Source material
******

PR #242, opened 2016-09-10
Add pangram exercise

tejasbubane:


config.json
```diff
@@ -64,7 +64,8 @@
     "bowling",
     "dot-dsl",
     "custom-set",
-    "forth"
+    "forth",
+    "pangram"
```
tejasbubane: Putting this at the end for now since reordering will be done after adding `topics` and `difficulties` for all exercises.

config.json
```diff
@@ -432,6 +433,12 @@
       "difficulty": 1,
       "topics": [
       ]
+    },
+    {
+      "slug": "pangram",
+      "difficulty": 1,
+      "topics": [
+      ]
```
tejasbubane: Should we add topics now itself or keep it for later when all others are added?

dalexj:
I've gotten into the thinking of using `assert` for true/false gives better error messages and reads more easily when using `assert something == true` or `assert something == false` rather than assert/refute.

Just my thoughts, not end all be all.

exercises/pangram/pangram_test.exs
```diff
@@ -0,0 +1,60 @@
...
+    assert Pangram.pangram?("the_quick_brown_fox_jumps_over_the_lazy_dog")
+  end
+
+  @tag :pending
+  test "pangram with numbers" do
+    assert Pangram.pangram?("the 1 quick brown fox jumps over the 2 lazy dogs")
+  end
+
+  @tag :pending
+  test "missing letters replaces by numbers" do
```
parkerl: replaces should be `replaced`

exercises/pangram/pangram_test.exs
```diff
@@ -0,0 +1,60 @@
...
+  end
+
+  @tag :pending
+  test "pangram with mixed case and punctuation" do
+    assert Pangram.pangram?("Five quacking Zephyrs jolt my wax bed.")
+  end
+
+  @tag :pending
+  test "pangram with non ascii characters" do
+    assert Pangram.pangram?("Five quacking Zephyrs jolt my wax bed.")
```
parkerl: Looks like the input for this test should be 

`Victor jagt zwölf Boxkämpfer quer über den großen Sylter Deich.`

parkerl:
@tejasbubane thanks for contributing this. There are just a few small issues to resolve. Thanks.

config.json
devonestes: I don't think it would hurt to add topics now - worst thing that could happen is they change later on, but that wouldn't be all that bad!

tejasbubane:
@parkerl Fixed as per your comments and added a couple of topics to config.

exercises/pangram/pangram.exs
```diff
@@ -0,0 +1,18 @@
+defmodule Pangram do
+  @doc """
+  Determines if a word or sentence is an pangram.
```
devonestes: Small typo here - "Determines if a word or sentence is __a__ pangram"

tejasbubane: Thanks @devonestes 👍  Fixed the typo.

parkerl:
👍 looks great! 🎉 @devonestes if you are good care to do the honors?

******

If the word "added" is on a line above, return that line.

Final answer
tejasbubane: Should we add topics now itself or keep it for later when all others are added?
@parkerl Fixed as per your comments and added a couple of topics to config.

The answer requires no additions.